> [Aim of the exercise]
Could you tally the lines of the entries that carry the string "query"? Reply with the number and nothing more.

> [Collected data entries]
━━━━

PR #2448, opened 2024-01-30
feat: Use materialized views and views from SDK

sfc-gh-asawicki:
- views and materialized views are similar
- set/unset tags was tested and fixed for both
- tests were fixed


pkg/datasources/materialized_views.go
```diff
@@ -58,34 +58,32 @@ func MaterializedViews() *schema.Resource {
...
-		d.SetId("")
-		return nil
-	} else if err != nil {
-		log.Printf("[DEBUG] materialized unable to parse views in schema (%s)", d.Id())
+	schemaId := sdk.NewDatabaseObjectIdentifier(databaseName, schemaName)
+	extractedMaterializedViews, err := client.MaterializedViews.Show(ctx, sdk.NewShowMaterializedViewRequest().WithIn(
+		&sdk.In{Schema: schemaId},
+	))
+	if err != nil {
+		log.Printf("[DEBUG] failed when searching materialized views in schema (%s), err = %s", schemaId.FullyQualifiedName(), err.Error())
```
sfc-gh-swinkler, line 71: does this throw an error if no materialized views are found?

pkg/resources/testdata/TestAcc_View_basic/variables.tf
```diff
@@ -0,0 +1,31 @@
+variable "name" {
+  type = string
+}
```
sfc-gh-swinkler, line 3: should the vairables also be moved into the test.tf file?

pkg/datasources/materialized_views.go
sfc-gh-asawicki: No, but it can fail for other reasons (e.g. not existing schema - added test to SDK to show that).

pkg/resources/testdata/TestAcc_View_basic/variables.tf
sfc-gh-asawicki: What do you mean? For every test written this way, we have `test.tf` with config and `variables.tf` with variables.

pkg/resources/view.go
```diff
@@ -89,291 +89,192 @@ func View() *schema.Resource {
...
 		if err != nil {
-			return fmt.Errorf("error when building sql query on %v, err = %w", d.Id(), err)
-		}
-
-		if err := snowflake.Exec(db, query); err != nil {
 			return fmt.Errorf("error when changing property on %v and performing create or replace to update view statements, err = %w", d.Id(), err)
 		}
 	}
 
 	if d.HasChange("name") {
```
sfc-gh-jcieslak, line 223: Same with this rename, maybe move it as the last update operation? Updates after rename, like comment, will throw an error

pkg/resources/view_acceptance_test.go
```diff
@@ -1,109 +1,282 @@
...
-				Config: viewConfig(accName, true, "SELECT ROLE_NAME, ROLE_OWNER FROM INFORMATION_SCHEMA.APPLICABLE_ROLES", acc.TestDatabaseName, acc.TestSchemaName),
+				ConfigDirectory: acc.ConfigurationDirectory("TestAcc_View_basic"),
+				ConfigVariables: m(),
 				Check: resource.ComposeTestCheckFunc(
-					resource.TestCheckResourceAttr("snowflake_view.test", "name", accName),
-					resource.TestCheckResourceAttr("snowflake_view.test", "database", acc.TestDatabaseName),
-					resource.TestCheckResourceAttr("snowflake_view.test", "comment", "Terraform test resource"),
-					resource.TestCheckResourceAttr("snowflake_view.test", "copy_grants", "true"),
-					checkBool("snowflake_view.test", "is_secure", true), // this is from user_acceptance_test.go
+					resource.TestCheckResourceAttr("snowflake_view.test", "name", viewName),
```
sfc-gh-jcieslak, line 213: same case as with the materialized views, maybe add other simple params (like comment) to see if rename won't break other changes?

pkg/resources/view_acceptance_test.go
```diff
@@ -242,3 +423,31 @@ data "snowflake_grants" "grants" {
 		databaseName, schemaName,
 		databaseName, schemaName)
 }
+
+func testAccCheckViewDestroy(s *terraform.State) error {
+	db := acc.TestAccProvider.Meta().(*sql.DB)
+	client := sdk.NewClientFromDB(db)
+	for _, rs := range s.RootModule().Resources {
+		if rs.Type != "snowflake_materialized_view" {
```
sfc-gh-jcieslak, line 431: should be snowflake_view

pkg/snowflake/view.go
```diff
@@ -235,27 +234,3 @@ func ScanView(row *sqlx.Row) (*View, error) {
 	err := row.StructScan(r)
 	return r, err
 }
```
sfc-gh-jcieslak, line 236: We should be able to remove this whole file, right? or Drop and other operations are used somewhere?

sfc-gh-jcieslak (changes requested):

pkg/resources/materialized_view.go
```diff
@@ -79,148 +78,95 @@ func MaterializedView() *schema.Resource {
...
-		builder.WithComment(v.(string))
+		createRequest.WithComment(sdk.String(v.(string)))
 	}
 
-	if v, ok := d.GetOk("tag"); ok {
-		tags := getTags(v)
-		builder.WithTags(tags.toSnowflakeTagValues())
+	warehouseName := d.Get("warehouse").(string)
+	// TODO [SNOW-867235]: this was the old implementation, it's left for now, we will address this with resources rework discussions
+	err := client.Sessions.UseWarehouse(ctx, sdk.NewAccountObjectIdentifier(warehouseName))
```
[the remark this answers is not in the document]
sfc-gh-asawicki: As I have written in the comment: this is the previous behavior, there was no fallback in it, I can add it to SNOW-867235 topic.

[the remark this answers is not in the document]
sfc-gh-asawicki: Added.

pkg/resources/materialized_view.go
```diff
@@ -230,76 +176,86 @@ func ReadMaterializedView(d *schema.ResourceData, meta interface{}) error {
...
-	view := mvid.ViewName
-
-	builder := snowflake.NewMaterializedViewBuilder(view).WithDB(dbName).WithSchema(schema)
-
 	db := meta.(*sql.DB)
+	ctx := context.Background()
+	client := sdk.NewClientFromDB(db)
+	id := helpers.DecodeSnowflakeID(d.Id()).(sdk.SchemaObjectIdentifier)
+
 	if d.HasChange("name") {
```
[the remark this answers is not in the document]
sfc-gh-asawicki: Added `id = newId` to prevent what you described. Also changed one prop in the rename test to check it. Good catch! I wonder how many other resources have this problem -  I will add this to one of the tasks we have with common errors in the repo.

━━━━

> [Task result]
2